Let x be given.

Assume HxX: x ∈ X.

Let F be given.

Assume HFcl: closed_in X Tx F.

Assume HxnotF: x ∉ F.

We will prove ∃U V : set, U ∈ Tx ∧ V ∈ Tx ∧ x ∈ U ∧ F ⊆ V ∧ U ∩ V = Empty.

Set b to be the term inv_nat 2.

We prove the intermediate claim H2omega: 2 ∈ ω.

An exact proof term for the current goal is (nat_p_omega 2 nat_2).

We prove the intermediate claim HbR: b ∈ R.

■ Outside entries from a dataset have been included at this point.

PR #715, opened 2020-10-05
Use python read for text dataset

lhoestq:
As mentioned in #622 the pandas reader used for text dataset doesn't work properly when there are \r characters in the text file.

Instead I switched to pure python using `open` and `read`.
From my benchmark on a 100MB text file, it's the same speed as the previous pandas reader.


thomwolf (approved):
Ok :)

datasets/text/text.py
```diff
@@ -55,19 +55,17 @@ def _split_generators(self, dl_manager):
...
-                encoding=self.config.encoding,
-                sep="\n",
-            )
-            for j, df in enumerate(text_file_reader):
-                pa_table = pa.Table.from_pandas(df)
-                # Uncomment for debugging (will print the Arrow table size and elements)
-                # logger.warning(f"pa_table: {pa_table} num rows: {pa_table.num_rows}")
-                # logger.warning('\n'.join(str(pa_table.slice(i, 1).to_pydict()) for i in range(pa_table.num_rows)))
-                yield (i, j), pa_table
+            j = 0
```
BramVanroy, line 57: Not trying to be an *ss, but perhaps you could use more meaningful vars here? file_idx, batch_idx, something like that. So that others can read through the code more easily. Looking great though!

lhoestq: Sure !

thomwolf: Yes Bram is right, in particular since this script is expected to be used and read a lot!

Ezequiel198 (approved):
Recuperación de datos y privacidad

thomwolf:
One thing though, could we try to read the files in parallel?

datasets/text/text.py
Ezequiel198: > Not trying to be an *ss, but perhaps you could use more meaningful vars here? file_idx, batch_idx, something like that. So that others can read through the code more easily. Looking great though!

lhoestq:
We could but I'm not sure this would help a lot since the bottleneck is the drive IO if the files are big enough.
It could make sense for very small files.

lhoestq:
Looks like windows is not a big fan of this approach
I'm working on a fix

datasets/text/text.py
lhoestq: I changed to file_idx and batch_idx

thomwolf:
I remember issue https://github.com/huggingface/datasets/issues/546 where this was kinda requested (but maybe IO would bottleneck). What do you think?

lhoestq:
I think it's worth testing multiprocessing. It could also be something we add to our speed benchmarks

BramVanroy:
> I remember issue #546 where this was kinda requested (but maybe IO would bottleneck). What do you think?

It still would be interesting I think, especially in scenarios where IO is less of an issue (SSDs particularly) and where there are many smaller files. Wrapping this function in a `pool.map` is perhaps an easy thing to try.

lhoestq:
Merging this one for now for the patch release

Issue #302, opened 2020-06-23
Question - Sign Language Datasets


AmitMY:
An emerging field in NLP is SLP - sign language processing.

I was wondering about adding datasets here, specifically because it's shaping up to be large and easily usable.
The metrics for sign language to text translation are the same.

So, what do you think about (me, or others) adding datasets here?

An example dataset would be [RWTH-PHOENIX-Weather 2014 T](https://www-i6.informatik.rwth-aachen.de/~koller/RWTH-PHOENIX-2014-T/)
For every item in the dataset, the data object includes:
1. video_path - path to mp4 file
2. pose_path - a path to `.pose` file with human pose landmarks
3. openpose_path - a path to a `.json` file with human pose landmarks
4. gloss - string
5. text - string
6. video_metadata - height, width, frames, framerate

------

To make it a tad more complicated - what if sign language libraries add requirements to `nlp`? for example, sign language is commonly annotated using `ilex`, `eaf`, or `srt` files, which are all loadable as text, but there is no reason for the dataset to parse that file by itself, if libraries exist to do so.

AmitMY:
Even more complicating - 

As I see it, datasets can have "addons".
For example, the WebNLG dataset is a dataset for data-to-text. However, a work of mine and other works enriched this dataset with text plans / underlying text structures. In that case, I see a need to load the dataset "WebNLG" with "plans" addon.

Same for sign language - if there is a dataset of videos, one addon can be to run OpenPose, another to run ARKit4 pose estimation, and another to run PoseNet, or even just a video embedding addon. (which are expensive to run individually for everyone who wants to use these data)

This is something I dabbled with my own implementation to a [research datasets library](https://github.com/AmitMY/meta-scholar/) and I love to get the discussion going on these topics.

lhoestq:
This is a really cool idea !
The example for data objects you gave for the RWTH-PHOENIX-Weather 2014 T dataset can totally fit inside the library.

For your point about formats like `ilex`, `eaf`, or `srt`, it is possible to use any library in your dataset script.
However most user probably won't need these libraries, as most datasets don't need them, and therefore it's unlikely that we will have them in the minimum requirements to use `nlp` (we want to keep it as light-weight as possible). If a user wants to load your dataset and doesn't have the libraries you need, an error is raised asking the user to install them.

More generally, we plan to have something like a `requirements.txt` per dataset. This could also be a place for addons as you said. What do you think ?

AmitMY:
[...]

PR #722, opened 2020-10-10
datasets(RWTH-PHOENIX-Weather 2014 T): add initial loading script

AmitMY:
This is the first sign language dataset in this repo as far as I know.
Following an old issue I opened https://github.com/huggingface/datasets/issues/302.

I added the dataset official REAMDE file, but I see it's not very standard, so it can be removed.


julien-c:
This might be interesting to @kayoyin the author of https://github.com/kayoyin/transformer-slt – pinging you just in case :)

datasets/rwth_phoenix_weather_2014_t/dataset_infos.json
```diff
@@ -0,0 +1,81 @@
...
+      },
+      "validation": {
+        "name": "validation",
+        "num_bytes": 502,
+        "num_examples": 1,
+        "dataset_name": "rwth_phoenix_weather2014_t"
+      }
+    },
+    "download_checksums": {
+      "/home/nlp/amit/forks/datasets/datasets/rwth_phoenix_weather_2014_t/dummy/1.0.0/dummy_data.zip": {
```
lhoestq, line 71: Could you regenerate this file to update the url ?
```
datasets-cli test ./datasets/rwth_phoenix_weather_2014_t --all_configs --save_infos --ignore_verifications
```

src/datasets/utils/file_utils.py
```diff
@@ -359,6 +361,30 @@ def cached_path(
...
+        initial=resume_size,
+        desc="Downloading",
+        disable=not_verbose,
+    )
+
+    def progress_hook(block_num, block_size, total_size):
+        progress.update(block_size)
+
+    urlretrieve(url, temp_file.name, progress_hook)
+
```
lhoestq, line 386:
```suggestion
    progress.close()
```

src/datasets/utils/file_utils.py
```diff
@@ -472,7 +498,8 @@ def get_from_cache(
             )
         elif response is not None and response.status_code == 404:
             raise FileNotFoundError("Couldn't find file at {}".format(url))
-        raise ConnectionError("Couldn't reach {}".format(url))
+        elif not url.startswith("ftp"):
+            raise ConnectionError("Couldn't reach {}".format(url))
```
lhoestq, line 502: At this point it would be nice to throw a `ConnectionError` if ftp login fails, and a `FileNotFoundError` if the file doesn't exist (if the ftp.size() fails for example).

Only those two kinds of errors are handled to provide indications to the user when it crashes.

src/datasets/utils/file_utils.py
```diff
@@ -509,7 +536,11 @@ def _resumable_file_manager():
             logger.info("%s not found in cache or force_download set to True, downloading to %s", url, temp_file.name)
 
             # GET file object
-            http_get(url, temp_file, proxies=proxies, resume_size=resume_size, user_agent=user_agent, cookies=cookies)
+            if url.startswith("ftp"):
+                ftp_get(url, temp_file)
+            else:
+                http_get(url, temp_file, proxies=proxies, resume_size=resume_size, user_agent=user_agent,
+                         cookies=cookies)
```
lhoestq, line 543: Nice !

datasets/rwth_phoenix_weather_2014_t/rwth_phoenix_weather_2014_t.py
```diff
@@ -0,0 +1,112 @@
...
+        """ Yields examples. """
+
+        filepath = os.path.join(base_path, "annotations", "manual", "PHOENIX-2014-T." + split + ".corpus.csv")
+        images_path = os.path.join(base_path, "features", "fullFrame-210x260px", split)
+
+        with open(filepath) as f:
+            data = csv.DictReader(f, delimiter="|", quoting=csv.QUOTE_NONE)
+            for row in data:
+                yield row["name"], {
+                    "video": os.path.join(images_path, row["video"]),
```
lhoestq, line 106: Do you think it could be worth adding the images directly in the samples instead of having the path ?

lhoestq (commented):
Very nice !
Thanks for adding the support for FTP downloads.
The dataset looks cool as well.

I left a few comments.
My main concern is that we have to raise the appropriate errors if the ftp download fails, let me know if it makes sense to you.

datasets/rwth_phoenix_weather_2014_t/rwth_phoenix_weather_2014_t.py
AmitMY: That might be a good idea.
1. Could you point me to a dataset in this repo that you think does this well?
2. If the dataset contains images, would it still be able to load fast for people who only want to access `gloss` and `translation`, or would the images slow everything down drastically?

lhoestq: We added support for images recently for the LXMERT dataset but it hasn't been added yet. Which means that this. dataset could be the first one with images :)

I've made images support compatible with memory mapping so you can load them very quickly.
Moreover since Apache Arrow has a NumPy integration it's even faster to load them if you format the dataset for numpy. It also makes loading as pytorch or tf tensors faster.

If your images are multi-channel high res and if you have several of them per samples, it will slow down accessing the other columns though. I haven't tested to have a dataset with a sequence of images per sample.

Could you tell me more about the images resolutions / nb of channels / nb of images per sample ?

thomwolf: Pinging @sgugger here who know a lot about the tradeoffs here

AmitMY: The images are `210x260`, `RGB` channels, with up to (maximum) 400 images per sample.
It would be equivalent in space to a `2184x10000` high res image.

I guess I'll give that a go unless @sgugger knows why I shouldn't

sgugger: Images are usually stored as encoded jpegs (or other format) to avoid the dataset being too large. I don't know how many images this dataset contains but keep in mind storing them in raw format could easily blow up disk storage. But if it fits and is not a problem for the size of the download, it would certainly speed up the decoding part.
 
Of course that also means you should avoid loading everything in RAM but I think the datasets library is already doing this?

AmitMY: I couldn't find a feature that is specifically for images, in order to store it in a compressed format encoding (jpeg etc..)
Right now, I'm thinking on doing `Sequence(Array3D(shape=...))`
@lhoestq does this makes sense or is there a specific type for it?

lhoestq: > Of course that also means you should avoid loading everything in RAM but I think the datasets library is already doing this?

Yes indeed, since the dataset is memory mapped.



> I couldn't find a feature that is specifically for images, in order to store it in a compressed format encoding (jpeg etc..)
> Right now, I'm thinking on doing `datasets.features.Sequence(datasets.features.Array3D(shape=(210, 260, 3), dtype="uint8"))`
> @lhoestq does this makes sense or is there a specific type for it?

That's the right feature type for your case.

src/datasets/utils/file_utils.py
AmitMY: added resume option, added ftps suppot

src/datasets/utils/file_utils.py
AmitMY: added these errors

datasets/rwth_phoenix_weather_2014_t/rwth_phoenix_weather_2014_t.py
AmitMY: Thanks @lhoestq 

I now added this type, as well as am loading the images to numpy array in the correct shape, but this fails for some reason and I can't figure out why.
I am setting `video` as a list (sequential) of 3D numpy arrays (shape `260, 210, 3`, type `uint8`)

Mind taking a look? You can change the dataset path to the `dummy_data.zip` file, which includes 1 item, and would be very fast to load and process.

```
  File "/home/nlp/amit/forks/datasets/src/datasets/builder.py", line 434, in incomplete_dir
    yield tmp_dir
  File "/home/nlp/amit/forks/datasets/src/datasets/builder.py", line 476, in download_and_prepare
    dl_manager=dl_manager, verify_infos=verify_infos, **download_and_prepare_kwargs
  File "/home/nlp/amit/forks/datasets/src/datasets/builder.py", line 553, in _download_and_prepare
  File "/home/nlp/amit/forks/datasets/src/datasets/builder.py", line 846, in _prepare_split
  File "/home/nlp/amit/forks/datasets/src/datasets/arrow_writer.py", line 299, in finalize
    self.write_on_file()
  File "/home/nlp/amit/forks/datasets/src/datasets/arrow_writer.py", line 232, in write_on_file
  File "pyarrow/array.pxi", line 196, in pyarrow.lib.array
  File "pyarrow/array.pxi", line 107, in pyarrow.lib._handle_arrow_array_protocol
  File "/home/nlp/amit/forks/datasets/src/datasets/arrow_writer.py", line 99, in __arrow_array__
    out = pa.array(self.data, type=type)
  File "pyarrow/array.pxi", line 269, in pyarrow.lib.array
  File "pyarrow/array.pxi", line 38, in pyarrow.lib._sequence_to_array
  File "pyarrow/error.pxi", line 105, in pyarrow.lib.check_status
pyarrow.lib.ArrowNotImplementedError: MakeBuilder: cannot construct builder for type extension<arrow.py_extension_type>

During handling of the above exception, another exception occurred:

  File "/home/nlp/amit/forks/datasets/src/load_test.py", line 6, in <module>
    '/home/nlp/amit/forks/datasets/datasets/rwth_phoenix_weather_2014_t/rwth_phoenix_weather_2014_t.py')
  File "/home/nlp/amit/forks/datasets/src/datasets/load.py", line 611, in load_dataset
    ignore_verifications=ignore_verifications,
  File "/home/nlp/amit/forks/datasets/src/datasets/builder.py", line 483, in download_and_prepare
    self._save_info()
  File "/home/nlp/amit/anaconda2/envs/meta-scholar/lib/python3.7/contextlib.py", line 130, in __exit__
    self.gen.throw(type, value, traceback)
  File "/home/nlp/amit/forks/datasets/src/datasets/builder.py", line 440, in incomplete_dir
    shutil.rmtree(tmp_dir)
  File "/home/nlp/amit/anaconda2/envs/meta-scholar/lib/python3.7/shutil.py", line 498, in rmtree
    onerror(os.rmdir, path, sys.exc_info())
  File "/home/nlp/amit/anaconda2/envs/meta-scholar/lib/python3.7/shutil.py", line 496, in rmtree
    os.rmdir(path)
OSError: [Errno 39] Directory not empty: '/home/nlp/amit/.cache/huggingface/datasets/rwth_phoenix_weather2014_t/default/1.0.0/f94e5a4ba5905587046b092078275d655495cb484f281c43d3a53f85ac366743.incomplete'
```

datasets/rwth_phoenix_weather_2014_t/rwth_phoenix_weather_2014_t.py
```diff
@@ -0,0 +1,118 @@
...
+                frames_path = os.path.join(images_path, row["video"])[:-7]
+                np_frames = []
+                for frame_name in os.listdir(frames_path):
+                    frame_path = os.path.join(frames_path, frame_name)
+                    im = Image.open(frame_path)
+                    np_frames.append(np.asarray(im))
+                    im.close()
+
+                yield row["name"], {
+                    "video": np_frames,
```
AmitMY, line 114: Now that video is just a sequence of np arrays, loading is killed after 170 examples exactly.
I checked, and I can indeed load more than 170 examples at a time, so I suspect something to do with how images are saved in arrow? Not sure. @lhoestq sorry to bother you with this, but do you have any idea?

kayoyin:
Thanks Amit, this is a great idea! I'm thinking of porting the SLT models from my paper here as well, having this dataset would be perfect for that :)

albertvillanova:
Thanks for your contribution, @AmitMY. Are you still interested in adding this dataset?

PR #725, opened 2020-10-12
pretty print dataset objects

stas00:
Currently, if I do:
```
load_dataset("wikihow", 'all', data_dir="/hf/pegasus-datasets/wikihow/")
```
I get:
```

DatasetDict({'train': Dataset(features: {'text': Value(dtype='string', id=None),
'headline': Value(dtype='string', id=None), 'title': Value(dtype='string',
id=None)}, num_rows: 157252), 'validation': Dataset(features: {'text':
Value(dtype='string', id=None), 'headline': Value(dtype='string', id=None),
'title': Value(dtype='string', id=None)}, num_rows: 5599), 'test':
Dataset(features: {'text': Value(dtype='string', id=None), 'headline':
Value(dtype='string', id=None), 'title': Value(dtype='string', id=None)},
num_rows: 5577)})
```

This is not very readable. 

Can we either have a better `__repr__` or have a custom method to nicely pprint the dataset object? 

Here is my very simple attempt. With this PR, it produces:
```
DatasetDict({
  train:   Dataset({
    features: ['text', 'headline', 'title'],
    num_rows: 157252
  })
  validation:   Dataset({
    features: ['text', 'headline', 'title'],
    num_rows: 5599
  })
  test:   Dataset({
    features: ['text', 'headline', 'title'],
    num_rows: 5577
  })
})
```
I did omit the data types on purpose to make it more readable, but it shouldn't be too difficult to integrate those too.

note that this PR also fixes the inconsistency in output that in master misses enclosing `{}` for Dataset, but it is there for `DatasetDict` - or perhaps it was by design.

I'm totally not attached to this format, just wanting something more readable. One approach could be to serialize to `json.dumps` or something similar. It'd make the indentation simpler.

Thank you.

### DIFF
--- a/src/datasets/arrow_dataset.py
+++ b/src/datasets/arrow_dataset.py
@@ -702,7 +702,7 @@ class Dataset(DatasetInfoMixin, IndexableMixin):
             )
 
     def __repr__(self):
-        return f"Dataset(features: {self.features}, num_rows: {self.num_rows})"
+        return f"  Dataset(\n    features: {self.features.keys()},\n    num_rows: {self.num_rows}\n  )"
 
     @property
     def format(self):
--- a/src/datasets/arrow_dataset.py
+++ b/src/datasets/arrow_dataset.py
@@ -702,7 +702,7 @@ class Dataset(DatasetInfoMixin, IndexableMixin):
             )
 
     def __repr__(self):
-        return f"  Dataset(\n    features: {self.features.keys()},\n    num_rows: {self.num_rows}\n  )"
+        return f"  Dataset({{\n    features: {list(self.features.keys())},\n    num_rows: {self.num_rows}\n  }})"
 
     @property
     def format(self):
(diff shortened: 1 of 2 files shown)


lhoestq (approved):
I like this format, this makes things way more readable.
Thanks !

stas00:
OK, then I improved the code a bit to automate indentation in the parent class, so that the child repr doesn't need to guess and works nicely on its own.

- do we want indent=4 or 2?
- do we want `{` ... `}` or w/o?

currently it's indent4 and w/ curly braces, so it looks:

```
DatasetDict({
    train: Dataset({
        features: ['text', 'headline', 'title'],
        num_rows: 157252
    })
    validation: Dataset({
        features: ['text', 'headline', 'title'],
        num_rows: 5599
    })
    test: Dataset({
        features: ['text', 'headline', 'title'],
        num_rows: 5577
    })
})
```

thomwolf (approved):

thomwolf:
Yes!  A lot better indeed!

lhoestq (approved):
I like it this way !
Thanks :)

PR #731, opened 2020-10-14
dataset(aslg_pc12): initial loading script

AmitMY:
This contains the only current public part of this corpus.

The rest of the corpus is not yet been made public, but this sample is still being used by researchers.


datasets/aslg_pc12/aslg_pc12.py
```diff
@@ -0,0 +1,85 @@
...
+
+from __future__ import absolute_import, division, print_function
+
+import csv
+import os
+
+import datasets
+
+_DESCRIPTION = """\
+Synthetic English-ASL Gloss Parallel Corpus 2012
```
lhoestq, line 25: Maybe you can provide more details in the description ?
That's what is showed in the dataset pages at https://huggingface.co/datasets

lhoestq (commented):
Thanks for adding this one :)

To fix the CI you'll need to add the encodings in the `open` calls, and also add the dummy data.

AmitMY:
Thanks @lhoestq 
Are there any guidelines for the dummy data?
In this particular case for example, the dataset fetches from two hardcoded URLs. 
Do I just `head -n 10` both files and zip them?

lhoestq:
> Thanks @lhoestq
> Are there any guidelines for the dummy data?
> In this particular case for example, the dataset fetches from two hardcoded URLs.
> Do I just `head -n 10` both files and zip them?

Yes the idea is just to have a few examples to properly test the script and make sure it keeps working in the long run.

And FYI there's a command to help you name the dummy data files correctly. More info in the documentation [here](https://huggingface.co/docs/datasets/share_dataset.html#adding-dummy-data)

AmitMY:
@lhoestq passes all tests

lhoestq (approved):
Awesome thanks !

PR #734, opened 2020-10-14
Fix GLUE metric description

sgugger:
Small typo: the description says translation instead of prediction.


lhoestq (approved):
Good catch, thanks

PR #736, opened 2020-10-15
Start community-provided dataset docs

sshleifer:
This is one I did to get the pseudo-labels updated. Not sure if it generalizes, but I figured I would write it down. It was pretty easy because all I had to do was make properly formatted directories and change URLs.

+ In slack @thomwolf  called it a `user-namespace` dataset, but the docs call it `community dataset`.
I think the first naming is clearer, but I didn't address that here.

+ I didn't add metadata, will try that.


datasets/wmt_t2t/wmt_utils.py
```diff
@@ -385,10 +385,18 @@ def get_path(self, src):
     SubDataset(
         name="uncorpus_v1",
         target="en",
-        sources={"ru", "zh"},
+        sources={"ru"},
```
sshleifer, line 388: accidental, will rm

sshleifer: actually the delta is just wrong.

julien-c:
can you also reference the `--organization` flag like in https://github.com/huggingface/transformers/blob/master/docs/source/model_sharing.rst#upload-your-model-with-the-cli ?

lhoestq:
Not sure if the changes in `datasets/wmt_t2t/wmt_utils.py` are intentional.
If you want to add more configs to wmt, could you do it in a serapate PR ?

sshleifer:
I don't think I changed wmt_utils I think github is wrong.

sshleifer:
Trying new fork.

PR #742, opened 2020-10-19
Add OCNLI, a new CLUE dataset

JetRunner:
OCNLI stands for Original Chinese Natural Language Inference. It is a corpus for
            Chinese Natural Language Inference, collected following closely the procedures of MNLI,
            but with enhanced strategies aiming for more challenging inference pairs. We want to
            emphasize we did not use human/machine translation in creating the dataset, and thus
            our Chinese texts are original and not translated.


lhoestq (approved):
Awesome thanks :) 

Before merging, could you update the dataset_infos.json file so that it contains the metadata of the download link you just changed ?

lhoestq:
Thanks :) merging it

PR #745, opened 2020-10-20
Fix emotion description

lewtun:
Fixes the description of the emotion dataset to reflect the class names observed in the data, not the ones described in the paper.

I also took the liberty to make use of `ClassLabel` for the emotion labels.


lhoestq (approved):
LGTM
Also thank you for switching to ClassLabel and updating the dataset_infos.json file

juliette-sch:
Hello, I probably have a silly question but the labels of the emotion dataset are in the form of numbers and not string, so I can not use the function classification_report because it mixes numbers and string (prediction). How can I access the label in the form of a string and not a number? 
Thank you in advance.

Issue #672, opened 2020-09-26
Questions about XSUM 


danyaljj:
Hi there ✋ 

I'm looking into your `xsum` dataset and I have several questions on that. 
So here is how you load it: 
```
>>> data = datasets.load_dataset('xsum', version='1.0.1')
>>> data['train']
Dataset(features: {'document': Value(dtype='string', id=None), 'summary': Value(dtype='string', id=None)}, num_rows: 204017)
>>> data['test']
Dataset(features: {'document': Value(dtype='string', id=None), 'summary': Value(dtype='string', id=None)}, num_rows: 11333)
```

The first issue is, the instance counts don’t match what I see on [the dataset's website](https://github.com/EdinburghNLP/XSum/tree/master/XSum-Dataset#what-builds-the-xsum-dataset):
```
 … training (90%, **204,045**), validation (5%, 11,332), and test (5%, **11,334**) set.
```
Any thoughts why? Perhaps @mariamabarham could help here, since she recently had a PR on this dataaset https://github.com/huggingface/datasets/pull/289  (reviewed by @patrickvonplaten) 

Another issue is that the instances don't seem to have IDs. The original datasets provides IDs for the instances: https://github.com/EdinburghNLP/XSum/blob/master/XSum-Dataset/XSum-TRAINING-DEV-TEST-SPLIT-90-5-5.json but to be able to use them, the dataset sizes need to match. 

CC @jbragg

lhoestq:
We should try to regenerate the data using the official script.
But iirc that's what we used in the first place, so not sure why it didn't match in the first place.

I'll let you know when the dataset is updated

danyaljj:
Thanks, looking forward to hearing your update on this thread. 

This is a blocking issue for us; would appreciate any progress on this front. We can also help with the fix, if you deem it appropriately.

lhoestq:
I just started the generation on my side, I'll let you know how it goes :)

lhoestq:
Hmm after a first run I'm still missing 136668/226711 urls.
I'll relaunch it tomorrow to try to get the remaining ones.

lhoestq:
Update: I'm missing 36/226711 urls but I haven't managed to download them yet

danyaljj:
Thanks! That sounds like a reasonable number!

lhoestq:
So I managed to download them all but when parsing only 226181/226711 worked.
Not sure if it's worth digging and debugging parsing at this point :/

lhoestq:
[...]

PR #754, opened 2020-10-23
Use full released xsum dataset

jbragg:
#672 Fix xsum to expand coverage and include IDs
Code based on parser from older version of `datasets/xsum/xsum.py`
@lhoestq


datasets/xsum/xsum.py
```diff
@@ -73,39 +96,59 @@ def _info(self):
     def _split_generators(self, dl_manager):
         """Returns SplitGenerators."""
 
-        dl_path = dl_manager.download_and_extract(_URL)
+        data_path = dl_manager.download_and_extract(_URL_DATA)
+        splits_path = dl_manager.download(_URL_SPLITS)
```
lhoestq, line 100: Could you change this to
```python
files_to_download = {
    "data": _URL_DATA,
    "splits": _URL_SPLITS
}
downloaded_files = dl_manager.download_and_extract(files_to_download)
```
since the download manager is able to do parallel downloads when a dict is passed.
Moreover it should fix the dummy data error in the CI

datasets/xsum/xsum.py
```diff
@@ -73,39 +96,59 @@ def _info(self):
...
+
+        with open(splits_path, "r") as f:
```
lhoestq, line 102: Could you specify the encoding each time you call `open` ? `encoding="utf-8"` for example.
This is for windows users.

lhoestq (commented):
Thank you for updating xsum to get the IDS ! Also it looks like it also includes samples that were missing.

I left a few comments that should help you make the CI pass.

Moreover could you increase the dataset `VERSION` field ?
And remove the `SUPPORTED_VERSIONS` one that is not supported anyways.

jbragg:
@lhoestq I took a shot at addressing your comments but the build scripts seem to be complaining about not being able to open dummy files. How do I resolve those errors without copying the full dataset into the dummy dir?

lhoestq:
Could you check that the names of the dummy data files are right ?
You can use 
```
datasets-cli dummy_data ./datasets/xum
```
to print the expected file names

jbragg:
I did what it suggested
```
- Please create the following dummy data files 'dummy_data/XSum-TRAINING-DEV-TEST-SPLIT-90-5-5.json' from the folder './datasets/xsum/dummy/1.2.0'

- For each of the splits 'train, validation, test', make sure that one or more of the dummy data files provide at least one example

- If the method `_generate_examples(...)` includes multiple `open()` statements, you might have to create other files in addition to 'dummy_data/XSum-TRAINING-DEV-TEST-SPLIT-90-5-5.json'. In this case please refer to the `_generate_examples(...)` method
```
but this last point wasn't clear to me

jbragg:
Ok @lhoestq looks like I got the tests to pass :)

lhoestq (approved):
Awesome thank you !

PR #756, opened 2020-10-23
Start community-provided dataset docs 

sshleifer:
Continuation of #736 with clean fork.

#### Old description
This is what I did to get the pseudo-labels updated. Not sure if it generalizes, but I figured I would write it down. It was pretty easy because all I had to do was make properly formatted directories and change URLs.

In slack @thomwolf called it a user-namespace dataset, but the docs call it community dataset.
I think the first naming is clearer, but I didn't address that here.

I didn't add metadata, will try that.

### DIFF
--- a/docs/source/share_dataset.rst
+++ b/docs/source/share_dataset.rst
@@ -102,8 +102,31 @@ Push the changes to your account using:
 
 Sharing a "community provided" dataset
 -----------------------------------------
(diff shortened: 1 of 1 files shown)


lhoestq (approved):

thomwolf:
Oh, really cool @sshleifer!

An exact proof term for the current goal is (inv_nat_real 2 H2omega).

We prove the intermediate claim H2Zp: 2 ∈ ω ∖ {0}.

An exact proof term for the current goal is two_in_Zplus.

We prove the intermediate claim H0ltb: Rlt 0 b.

An exact proof term for the current goal is (inv_nat_pos 2 H2Zp).

We prove the intermediate claim Hblt1: Rlt b 1.

An exact proof term for the current goal is inv_nat_2_lt_1.

We prove the intermediate claim HopenLower: open_ray_lower R b ∈ R_standard_topology.

rewrite the current goal using standard_topology_is_order_topology (from right to left).

We prove the intermediate claim HsRay: open_ray_lower R b ∈ open_rays_subbasis R.

An exact proof term for the current goal is (open_ray_lower_in_open_rays_subbasis R b HbR).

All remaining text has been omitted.